Exercise:
Write the data below out again, with each line matching the original.

Record extracts START

PR #340, opened 2022-10-12
build: run coverage for all unit test checks

UsamaSadiq:
### Description
- In the PR https://github.com/openedx/edx-enterprise-data/pull/299 the coverage check was refactored to run on only `django-data` tests but we need to cover `django-reporting` tests as well so updating the workflow to run the coverage check for both `django-data` and `django-reportinig`.

### DIFF
--- a/.github/workflows/ci.yml
+++ b/.github/workflows/ci.yml
@@ -48,7 +48,7 @@ jobs:
       run: tox
 
     - name: Run Coverage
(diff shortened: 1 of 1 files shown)


UsamaSadiq:
@muhammad-ammar @jmbowman arbi-bom doesn't have permissions to review & merge in this repo. Please have a look to verify if this approach would work according to our needs.

muhammad-ammar (approved):
Awesome. Thank you for fixing this coverage issue.

PR #370, opened 2023-06-14
Allow querying of offers by either new style UUIDs or old style enterprise ID numbers.

macdiesel:
**Merge checklist:**

**Post merge:**

### DIFF
--- a/enterprise_data/api/v1/serializers.py
+++ b/enterprise_data/api/v1/serializers.py
@@ -2,13 +2,9 @@
 Serializers for enterprise api v1.
 """
 
-import logging
-
 from rest_framework import serializers
 
 from enterprise_data.models import EnterpriseLearner, EnterpriseLearnerEnrollment, EnterpriseOffer
-
-LOGGER = logging.getLogger(__name__)
 
 
 class EnterpriseLearnerEnrollmentSerializer(serializers.ModelSerializer):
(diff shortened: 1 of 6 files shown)


enterprise_data/tests/api/v1/test_serializers.py
```diff
@@ -50,54 +50,46 @@ class TestEnterpriseOfferSerializer(APITransactionTestCase):
     """
 
     @ddt.data(
-        ('787f0fa7-f89a-4267-9e2b-fcd299e83918', '787f0fa7-f89a-4267-9e2b-fcd299e83918'),
+        ('787f0fa7-f89a-4267-9e2b-fcd299e83918', '787f0fa7f89a42679e2bfcd299e83918'),
+        ('56a779a5-21ec-4711-830f-6654d3faaa5f', '56a779a521ec4711830f6654d3faaa5f'),
+    )
+    @ddt.unpack
+    def test_deserialize_offer_id_valid(self, offer_id_request, offer_id_db):
```
pwnage101, line 58: This updated test no longer includes success cases for integer offer_ids in the request.  We should probably add the following:
* 123456789
* 1

pwnage101 (approved):
otherwise, LGTM!

enterprise_data/tests/api/v1/test_serializers.py
```diff
@@ -52,6 +52,7 @@ class TestEnterpriseOfferSerializer(APITransactionTestCase):
     @ddt.data(
         ('787f0fa7-f89a-4267-9e2b-fcd299e83918', '787f0fa7f89a42679e2bfcd299e83918'),
         ('56a779a5-21ec-4711-830f-6654d3faaa5f', '56a779a521ec4711830f6654d3faaa5f'),
+        ('12345', 12345),
```
pwnage101, line 55: the right hand side should be a string, since this is a CharField, right?

macdiesel: Serializer disagreed. Ultimately I don't think it'll make a difference but something we can consider cleaning up.

enterprise_data/api/v1/serializers.py
```diff
@@ -63,35 +59,38 @@ class Meta:
...
+                ret['offer_id'] = offer_id
+                return ret
+
+            else:
+                raise serializers.ValidationError("requested offer_id neither a valid integer nor UUID.")
+
+        if len(ret['offer_id']) < 10:  # All ecommerce offer_ids are at < 1 million.
+            try:
+                ret['offer_id'] = int(ret['offer_id'])
+                return ret
```
pwnage101, line 89: this is causing an attempt to store an integer into the database.  It'll work as intended, but cleaner to just use int() as a test:
```suggestion
                int(ret['offer_id'])
                return ret
```

PR #397, opened 2023-09-07
Revert "Revert "feat: ENT-7519 Added EnterpriseSubsidyBudget model""

muhammad-ammar:
Reverts openedx/edx-enterprise-data#395


enterprise_data/models.py
```diff
@@ -323,6 +324,57 @@ def __repr__(self):
...
+
+    objects = EnterpriseReportingModelManager()
+
+    class Meta:
+        app_label = 'enterprise_data'
+        db_table = 'ent_subsidy_access_policy_aggregates'
+        verbose_name = _("Enterprise Subsidy Budget")
+        verbose_name_plural = _("Enterprise Subsidy Budgets")
+
+    id = models.CharField(db_index=True, primary_key=True, max_length=32)
```
irfanuddinahmad, line 341: Can this hash be more than 32?

irfanuddinahmad (approved):

enterprise_data/models.py
muhammad-ammar: In our warehouse, we use md5 hash and according to [docs](https://docs.snowflake.com/en/sql-reference/functions/md5#returns), it will be a 32 character string

PR #428, opened 2024-02-07
feat: stream csv downloads

muhammad-ammar:
**JIRA:** https://2u-internal.atlassian.net/browse/ENT-8301

**Dependency:** https://github.com/openedx/frontend-app-admin-portal/pull/1167

**Merge checklist:**

**Post merge:**


enterprise_data/api/v1/views.py
```diff
@@ -140,6 +143,31 @@ def get_queryset(self):
...
+        """
+        queryset = self.filter_queryset(self.get_queryset())
+
+        page = self.paginate_queryset(queryset)
+        if page is not None:
+            serializer = self.get_serializer(page, many=True)
+            return self.get_paginated_response(serializer.data)
+
+        def data_gen(queryset):
+            paginator = Paginator(queryset, per_page=10000)
```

Record extracts END

Exercise response:
PR #340, opened 2022-10-12
build: run coverage for all unit test checks

UsamaSadiq:
### Description
- In the PR https://github.com/openedx/edx-enterprise-data/pull/299 the coverage check was refactored to run on only `django-data` tests but we need to cover `django-reporting` tests as well so updating the workflow to run the coverage check for both `django-data` and `django-reportinig`.

### DIFF
--- a/.github/workflows/ci.yml
+++ b/.github/workflows/ci.yml
@@ -48,7 +48,7 @@ jobs:
       run: tox
 
     - name: Run Coverage
(diff shortened: 1 of 1 files shown)


UsamaSadiq:
@muhammad-ammar @jmbowman arbi-bom doesn't have permissions to review & merge in this repo. Please have a look to verify if this approach would work according to our needs.

muhammad-ammar (approved):
Awesome. Thank you for fixing this coverage issue.

PR #370, opened 2023-06-14
Allow querying of offers by either new style UUIDs or old style enterprise ID numbers.

macdiesel:
**Merge checklist:**

**Post merge:**

### DIFF
--- a/enterprise_data/api/v1/serializers.py
+++ b/enterprise_data/api/v1/serializers.py
@@ -2,13 +2,9 @@
 Serializers for enterprise api v1.
 """
 
-import logging
-
 from rest_framework import serializers
 
 from enterprise_data.models import EnterpriseLearner, EnterpriseLearnerEnrollment, EnterpriseOffer
-
-LOGGER = logging.getLogger(__name__)
 
 
 class EnterpriseLearnerEnrollmentSerializer(serializers.ModelSerializer):
(diff shortened: 1 of 6 files shown)


enterprise_data/tests/api/v1/test_serializers.py
```diff
@@ -50,54 +50,46 @@ class TestEnterpriseOfferSerializer(APITransactionTestCase):
     """
 
     @ddt.data(
-        ('787f0fa7-f89a-4267-9e2b-fcd299e83918', '787f0fa7-f89a-4267-9e2b-fcd299e83918'),
+        ('787f0fa7-f89a-4267-9e2b-fcd299e83918', '787f0fa7f89a42679e2bfcd299e83918'),
+        ('56a779a5-21ec-4711-830f-6654d3faaa5f', '56a779a521ec4711830f6654d3faaa5f'),
+    )
+    @ddt.unpack
+    def test_deserialize_offer_id_valid(self, offer_id_request, offer_id_db):
```
pwnage101, line 58: This updated test no longer includes success cases for integer offer_ids in the request.  We should probably add the following:
* 123456789
* 1

pwnage101 (approved):
otherwise, LGTM!

enterprise_data/tests/api/v1/test_serializers.py
```diff
@@ -52,6 +52,7 @@ class TestEnterpriseOfferSerializer(APITransactionTestCase):
     @ddt.data(
         ('787f0fa7-f89a-4267-9e2b-fcd299e83918', '787f0fa7f89a42679e2bfcd299e83918'),
         ('56a779a5-21ec-4711-830f-6654d3faaa5f', '56a779a521ec4711830f6654d3faaa5f'),
+        ('12345', 12345),
```
pwnage101, line 55: the right hand side should be a string, since this is a CharField, right?

macdiesel: Serializer disagreed. Ultimately I don't think it'll make a difference but something we can consider cleaning up.

enterprise_data/api/v1/serializers.py
```diff
@@ -63,35 +59,38 @@ class Meta:
...
+                ret['offer_id'] = offer_id
+                return ret
+
+            else:
+                raise serializers.ValidationError("requested offer_id neither a valid integer nor UUID.")
+
+        if len(ret['offer_id']) < 10:  # All ecommerce offer_ids are at < 1 million.
+            try:
+                ret['offer_id'] = int(ret['offer_id'])
+                return ret
```
pwnage101, line 89: this is causing an attempt to store an integer into the database.  It'll work as intended, but cleaner to just use int() as a test:
```suggestion
                int(ret['offer_id'])
                return ret
```

PR #397, opened 2023-09-07
Revert "Revert "feat: ENT-7519 Added EnterpriseSubsidyBudget model""

muhammad-ammar:
Reverts openedx/edx-enterprise-data#395


enterprise_data/models.py
```diff
@@ -323,6 +324,57 @@ def __repr__(self):
...
+
+    objects = EnterpriseReportingModelManager()
+
+    class Meta:
+        app_label = 'enterprise_data'
+        db_table = 'ent_subsidy_access_policy_aggregates'
+        verbose_name = _("Enterprise Subsidy Budget")
+        verbose_name_plural = _("Enterprise Subsidy Budgets")
+
+    id = models.CharField(db_index=True, primary_key=True, max_length=32)
```
irfanuddinahmad, line 341: Can this hash be more than 32?

irfanuddinahmad (approved):

enterprise_data/models.py
muhammad-ammar: In our warehouse, we use md5 hash and according to [docs](https://docs.snowflake.com/en/sql-reference/functions/md5#returns), it will be a 32 character string

PR #428, opened 2024-02-07
feat: stream csv downloads

muhammad-ammar:
**JIRA:** https://2u-internal.atlassian.net/browse/ENT-8301

**Dependency:** https://github.com/openedx/frontend-app-admin-portal/pull/1167

**Merge checklist:**

**Post merge:**


enterprise_data/api/v1/views.py
```diff
@@ -140,6 +143,31 @@ def get_queryset(self):
...
+        """
+        queryset = self.filter_queryset(self.get_queryset())
+
+        page = self.paginate_queryset(queryset)
+        if page is not None:
+            serializer = self.get_serializer(page, many=True)
+            return self.get_paginated_response(serializer.data)
+
+        def data_gen(queryset):
+            paginator = Paginator(queryset, per_page=10000)
```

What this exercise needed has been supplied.